> _WORK TO BE COMPLETED_: Give the entries again, word for word.

> _EXTRACTED MATERIAL_:

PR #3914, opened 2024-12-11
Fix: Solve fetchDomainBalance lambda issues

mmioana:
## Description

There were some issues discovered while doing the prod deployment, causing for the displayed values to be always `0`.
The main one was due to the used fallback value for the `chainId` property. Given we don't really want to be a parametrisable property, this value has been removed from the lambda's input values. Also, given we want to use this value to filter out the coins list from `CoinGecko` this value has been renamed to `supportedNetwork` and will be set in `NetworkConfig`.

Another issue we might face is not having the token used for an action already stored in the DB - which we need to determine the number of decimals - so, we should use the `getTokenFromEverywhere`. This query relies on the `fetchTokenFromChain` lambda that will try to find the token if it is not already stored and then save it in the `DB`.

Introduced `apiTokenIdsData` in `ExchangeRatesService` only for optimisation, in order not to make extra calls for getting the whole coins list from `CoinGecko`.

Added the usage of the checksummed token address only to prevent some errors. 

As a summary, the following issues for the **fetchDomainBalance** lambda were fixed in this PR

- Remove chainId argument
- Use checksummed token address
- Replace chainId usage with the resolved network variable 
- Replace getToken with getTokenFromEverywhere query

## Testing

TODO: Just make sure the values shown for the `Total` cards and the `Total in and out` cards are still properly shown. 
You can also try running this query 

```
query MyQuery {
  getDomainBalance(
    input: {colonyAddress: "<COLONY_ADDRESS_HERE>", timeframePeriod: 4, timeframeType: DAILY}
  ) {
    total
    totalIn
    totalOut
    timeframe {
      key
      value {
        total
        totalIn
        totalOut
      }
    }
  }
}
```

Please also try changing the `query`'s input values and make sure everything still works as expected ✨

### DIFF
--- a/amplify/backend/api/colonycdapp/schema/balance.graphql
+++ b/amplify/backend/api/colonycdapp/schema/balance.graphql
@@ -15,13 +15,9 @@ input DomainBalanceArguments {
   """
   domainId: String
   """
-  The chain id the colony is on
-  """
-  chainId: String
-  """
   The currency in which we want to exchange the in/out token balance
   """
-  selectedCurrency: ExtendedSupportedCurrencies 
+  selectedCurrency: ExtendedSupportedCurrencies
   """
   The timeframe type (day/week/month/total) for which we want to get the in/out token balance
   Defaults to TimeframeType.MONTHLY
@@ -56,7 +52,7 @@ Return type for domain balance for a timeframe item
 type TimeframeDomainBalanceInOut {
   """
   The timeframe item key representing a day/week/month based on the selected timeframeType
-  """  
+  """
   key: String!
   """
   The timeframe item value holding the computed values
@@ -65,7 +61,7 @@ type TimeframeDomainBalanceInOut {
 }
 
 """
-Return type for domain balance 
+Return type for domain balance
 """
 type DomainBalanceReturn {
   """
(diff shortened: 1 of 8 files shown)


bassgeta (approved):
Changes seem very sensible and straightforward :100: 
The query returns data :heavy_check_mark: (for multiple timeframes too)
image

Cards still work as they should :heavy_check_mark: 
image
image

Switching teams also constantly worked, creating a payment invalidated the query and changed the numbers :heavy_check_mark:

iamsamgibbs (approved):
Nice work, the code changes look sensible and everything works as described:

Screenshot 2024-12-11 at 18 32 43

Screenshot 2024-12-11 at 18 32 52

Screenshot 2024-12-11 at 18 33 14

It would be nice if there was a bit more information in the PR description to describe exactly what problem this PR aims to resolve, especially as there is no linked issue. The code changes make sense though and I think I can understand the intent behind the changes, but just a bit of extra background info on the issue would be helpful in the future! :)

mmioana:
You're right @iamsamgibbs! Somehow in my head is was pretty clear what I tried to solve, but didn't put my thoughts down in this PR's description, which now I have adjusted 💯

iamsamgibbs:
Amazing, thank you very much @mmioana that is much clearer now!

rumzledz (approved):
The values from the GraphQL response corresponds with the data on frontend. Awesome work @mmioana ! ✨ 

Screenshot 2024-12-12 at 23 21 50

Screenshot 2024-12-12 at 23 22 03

> _ANSWER_:
PR #3914, opened 2024-12-11
Fix: Solve fetchDomainBalance lambda issues

mmioana:
## Description

There were some issues discovered while doing the prod deployment, causing for the displayed values to be always `0`.
The main one was due to the used fallback value for the `chainId` property. Given we don't really want to be a parametrisable property, this value has been removed from the lambda's input values. Also, given we want to use this value to filter out the coins list from `CoinGecko` this value has been renamed to `supportedNetwork` and will be set in `NetworkConfig`.

Another issue we might face is not having the token used for an action already stored in the DB - which we need to determine the number of decimals - so, we should use the `getTokenFromEverywhere`. This query relies on the `fetchTokenFromChain` lambda that will try to find the token if it is not already stored and then save it in the `DB`.

Introduced `apiTokenIdsData` in `ExchangeRatesService` only for optimisation, in order not to make extra calls for getting the whole coins list from `CoinGecko`.

Added the usage of the checksummed token address only to prevent some errors. 

As a summary, the following issues for the **fetchDomainBalance** lambda were fixed in this PR

- Remove chainId argument
- Use checksummed token address
- Replace chainId usage with the resolved network variable 
- Replace getToken with getTokenFromEverywhere query

## Testing

TODO: Just make sure the values shown for the `Total` cards and the `Total in and out` cards are still properly shown. 
You can also try running this query 

```
query MyQuery {
  getDomainBalance(
    input: {colonyAddress: "<COLONY_ADDRESS_HERE>", timeframePeriod: 4, timeframeType: DAILY}
  ) {
    total
    totalIn
    totalOut
    timeframe {
      key
      value {
        total
        totalIn
        totalOut
      }
    }
  }
}
```

Please also try changing the `query`'s input values and make sure everything still works as expected ✨

### DIFF
--- a/amplify/backend/api/colonycdapp/schema/balance.graphql
+++ b/amplify/backend/api/colonycdapp/schema/balance.graphql
@@ -15,13 +15,9 @@ input DomainBalanceArguments {
   """
   domainId: String
   """
-  The chain id the colony is on
-  """
-  chainId: String
-  """
   The currency in which we want to exchange the in/out token balance
   """
-  selectedCurrency: ExtendedSupportedCurrencies 
+  selectedCurrency: ExtendedSupportedCurrencies
   """
   The timeframe type (day/week/month/total) for which we want to get the in/out token balance
   Defaults to TimeframeType.MONTHLY
@@ -56,7 +52,7 @@ Return type for domain balance for a timeframe item
 type TimeframeDomainBalanceInOut {
   """
   The timeframe item key representing a day/week/month based on the selected timeframeType
-  """  
+  """
   key: String!
   """
   The timeframe item value holding the computed values
@@ -65,7 +61,7 @@ type TimeframeDomainBalanceInOut {
 }
 
 """
-Return type for domain balance 
+Return type for domain balance
 """
 type DomainBalanceReturn {
   """
(diff shortened: 1 of 8 files shown)


bassgeta (approved):
Changes seem very sensible and straightforward :100: 
The query returns data :heavy_check_mark: (for multiple timeframes too)
image

Cards still work as they should :heavy_check_mark: 
image
image

Switching teams also constantly worked, creating a payment invalidated the query and changed the numbers :heavy_check_mark:

iamsamgibbs (approved):
Nice work, the code changes look sensible and everything works as described:

Screenshot 2024-12-11 at 18 32 43

Screenshot 2024-12-11 at 18 32 52

Screenshot 2024-12-11 at 18 33 14

It would be nice if there was a bit more information in the PR description to describe exactly what problem this PR aims to resolve, especially as there is no linked issue. The code changes make sense though and I think I can understand the intent behind the changes, but just a bit of extra background info on the issue would be helpful in the future! :)

mmioana:
You're right @iamsamgibbs! Somehow in my head is was pretty clear what I tried to solve, but didn't put my thoughts down in this PR's description, which now I have adjusted 💯

iamsamgibbs:
Amazing, thank you very much @mmioana that is much clearer now!

rumzledz (approved):
The values from the GraphQL response corresponds with the data on frontend. Awesome work @mmioana ! ✨ 

Screenshot 2024-12-12 at 23 21 50

Screenshot 2024-12-12 at 23 22 03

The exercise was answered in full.